→ Work instruction: The answer must consist of every line from the entries below that contains the word "updateScreen".

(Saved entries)
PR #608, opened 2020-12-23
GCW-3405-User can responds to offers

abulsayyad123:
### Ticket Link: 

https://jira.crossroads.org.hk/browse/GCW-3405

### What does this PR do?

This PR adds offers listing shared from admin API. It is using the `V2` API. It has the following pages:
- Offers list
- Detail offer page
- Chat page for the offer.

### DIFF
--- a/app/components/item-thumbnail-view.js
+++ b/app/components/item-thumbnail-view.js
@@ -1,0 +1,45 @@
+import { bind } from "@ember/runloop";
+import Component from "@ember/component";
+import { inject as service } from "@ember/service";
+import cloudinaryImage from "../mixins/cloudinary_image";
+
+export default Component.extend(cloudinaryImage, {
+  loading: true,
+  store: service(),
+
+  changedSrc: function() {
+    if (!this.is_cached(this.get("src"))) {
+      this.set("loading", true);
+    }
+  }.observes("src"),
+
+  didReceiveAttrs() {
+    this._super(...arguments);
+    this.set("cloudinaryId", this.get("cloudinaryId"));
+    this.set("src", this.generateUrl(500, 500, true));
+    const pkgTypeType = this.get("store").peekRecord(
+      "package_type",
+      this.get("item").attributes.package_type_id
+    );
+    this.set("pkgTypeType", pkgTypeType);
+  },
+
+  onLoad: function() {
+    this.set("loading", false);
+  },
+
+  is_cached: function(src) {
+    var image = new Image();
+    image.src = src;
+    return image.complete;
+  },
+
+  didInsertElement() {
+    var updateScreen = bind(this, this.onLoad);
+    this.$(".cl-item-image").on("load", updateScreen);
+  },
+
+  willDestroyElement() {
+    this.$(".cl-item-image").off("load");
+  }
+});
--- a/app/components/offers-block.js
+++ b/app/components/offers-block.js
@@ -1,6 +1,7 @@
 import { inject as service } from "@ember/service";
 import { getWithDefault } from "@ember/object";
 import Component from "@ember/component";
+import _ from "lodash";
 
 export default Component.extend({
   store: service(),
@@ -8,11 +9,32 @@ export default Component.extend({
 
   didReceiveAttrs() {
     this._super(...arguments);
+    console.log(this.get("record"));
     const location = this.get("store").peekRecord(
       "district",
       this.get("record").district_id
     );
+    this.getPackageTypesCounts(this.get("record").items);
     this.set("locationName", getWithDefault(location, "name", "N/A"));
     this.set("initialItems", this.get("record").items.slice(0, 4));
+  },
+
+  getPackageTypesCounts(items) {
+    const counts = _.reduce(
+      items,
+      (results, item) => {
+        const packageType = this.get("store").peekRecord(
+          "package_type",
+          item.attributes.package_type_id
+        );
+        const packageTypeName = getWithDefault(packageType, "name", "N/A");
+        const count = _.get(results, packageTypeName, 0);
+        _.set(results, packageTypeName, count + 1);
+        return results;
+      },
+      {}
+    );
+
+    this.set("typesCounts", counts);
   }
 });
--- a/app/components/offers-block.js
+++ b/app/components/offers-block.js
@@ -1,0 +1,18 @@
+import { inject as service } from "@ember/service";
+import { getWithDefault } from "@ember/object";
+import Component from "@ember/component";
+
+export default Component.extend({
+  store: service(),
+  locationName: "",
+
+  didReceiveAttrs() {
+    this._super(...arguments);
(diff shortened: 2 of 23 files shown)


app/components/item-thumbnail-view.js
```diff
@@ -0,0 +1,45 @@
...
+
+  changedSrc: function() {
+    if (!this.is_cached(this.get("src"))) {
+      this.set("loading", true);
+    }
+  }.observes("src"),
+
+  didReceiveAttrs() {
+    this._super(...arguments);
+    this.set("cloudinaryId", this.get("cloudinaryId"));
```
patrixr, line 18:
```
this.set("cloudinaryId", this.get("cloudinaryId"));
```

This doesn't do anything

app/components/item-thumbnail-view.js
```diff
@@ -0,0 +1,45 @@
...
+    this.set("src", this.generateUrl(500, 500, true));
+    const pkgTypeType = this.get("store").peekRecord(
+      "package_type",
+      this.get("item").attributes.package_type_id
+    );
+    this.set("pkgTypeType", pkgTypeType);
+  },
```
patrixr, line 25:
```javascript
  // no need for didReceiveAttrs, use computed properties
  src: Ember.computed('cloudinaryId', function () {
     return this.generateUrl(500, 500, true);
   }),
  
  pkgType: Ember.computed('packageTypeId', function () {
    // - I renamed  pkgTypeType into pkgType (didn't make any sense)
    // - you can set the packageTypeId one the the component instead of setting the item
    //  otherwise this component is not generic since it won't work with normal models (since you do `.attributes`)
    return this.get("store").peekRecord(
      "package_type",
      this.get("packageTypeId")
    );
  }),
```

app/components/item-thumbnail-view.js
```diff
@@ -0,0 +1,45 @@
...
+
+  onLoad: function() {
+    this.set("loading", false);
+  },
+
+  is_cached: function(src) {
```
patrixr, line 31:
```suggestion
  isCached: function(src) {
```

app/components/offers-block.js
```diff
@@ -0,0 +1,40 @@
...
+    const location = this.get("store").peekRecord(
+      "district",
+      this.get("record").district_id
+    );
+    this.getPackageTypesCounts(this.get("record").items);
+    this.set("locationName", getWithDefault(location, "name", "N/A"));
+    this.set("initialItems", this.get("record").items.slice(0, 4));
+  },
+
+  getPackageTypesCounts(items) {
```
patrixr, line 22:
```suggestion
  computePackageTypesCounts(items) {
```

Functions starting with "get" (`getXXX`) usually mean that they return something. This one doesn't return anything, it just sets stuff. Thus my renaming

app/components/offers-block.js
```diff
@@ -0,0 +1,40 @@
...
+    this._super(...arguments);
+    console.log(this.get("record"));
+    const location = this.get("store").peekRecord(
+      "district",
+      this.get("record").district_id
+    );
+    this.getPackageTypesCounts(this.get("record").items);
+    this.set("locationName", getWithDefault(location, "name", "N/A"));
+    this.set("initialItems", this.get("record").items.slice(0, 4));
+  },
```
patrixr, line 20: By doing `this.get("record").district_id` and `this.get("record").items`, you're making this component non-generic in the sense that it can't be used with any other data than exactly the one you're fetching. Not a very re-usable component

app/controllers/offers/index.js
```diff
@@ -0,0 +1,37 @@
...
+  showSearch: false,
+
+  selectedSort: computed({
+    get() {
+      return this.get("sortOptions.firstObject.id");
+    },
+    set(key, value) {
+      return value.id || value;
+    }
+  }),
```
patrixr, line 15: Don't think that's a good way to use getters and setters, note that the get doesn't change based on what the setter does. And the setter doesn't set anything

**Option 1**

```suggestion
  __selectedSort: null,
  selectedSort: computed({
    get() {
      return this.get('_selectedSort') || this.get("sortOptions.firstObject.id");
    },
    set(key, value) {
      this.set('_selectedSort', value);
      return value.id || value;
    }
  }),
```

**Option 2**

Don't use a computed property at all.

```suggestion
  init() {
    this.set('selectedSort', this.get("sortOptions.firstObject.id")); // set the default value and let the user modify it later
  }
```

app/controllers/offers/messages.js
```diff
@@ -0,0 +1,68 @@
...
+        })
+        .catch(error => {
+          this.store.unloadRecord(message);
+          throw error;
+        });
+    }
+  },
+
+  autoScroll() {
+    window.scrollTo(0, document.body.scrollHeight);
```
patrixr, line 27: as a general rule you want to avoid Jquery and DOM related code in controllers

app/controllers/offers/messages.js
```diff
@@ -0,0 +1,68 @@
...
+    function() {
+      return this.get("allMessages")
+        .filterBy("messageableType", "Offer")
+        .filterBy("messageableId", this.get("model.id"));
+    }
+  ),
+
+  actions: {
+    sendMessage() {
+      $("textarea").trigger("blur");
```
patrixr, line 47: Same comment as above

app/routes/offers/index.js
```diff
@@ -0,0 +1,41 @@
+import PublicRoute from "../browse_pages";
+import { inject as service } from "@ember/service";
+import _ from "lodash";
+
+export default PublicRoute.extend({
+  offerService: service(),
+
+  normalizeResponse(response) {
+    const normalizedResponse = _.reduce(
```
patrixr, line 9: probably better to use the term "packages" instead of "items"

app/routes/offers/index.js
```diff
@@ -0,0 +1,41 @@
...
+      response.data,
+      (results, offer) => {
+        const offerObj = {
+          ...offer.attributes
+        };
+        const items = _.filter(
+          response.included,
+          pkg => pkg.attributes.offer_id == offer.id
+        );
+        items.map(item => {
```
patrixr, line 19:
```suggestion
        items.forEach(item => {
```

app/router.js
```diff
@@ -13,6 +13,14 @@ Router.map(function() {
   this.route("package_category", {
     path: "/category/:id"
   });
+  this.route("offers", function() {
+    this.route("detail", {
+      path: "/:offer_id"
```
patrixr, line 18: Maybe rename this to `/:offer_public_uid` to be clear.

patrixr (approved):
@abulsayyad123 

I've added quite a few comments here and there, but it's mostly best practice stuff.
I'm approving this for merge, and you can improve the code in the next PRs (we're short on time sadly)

→ Result for this exercise:
+    var updateScreen = bind(this, this.onLoad);
+    this.$(".cl-item-image").on("load", updateScreen);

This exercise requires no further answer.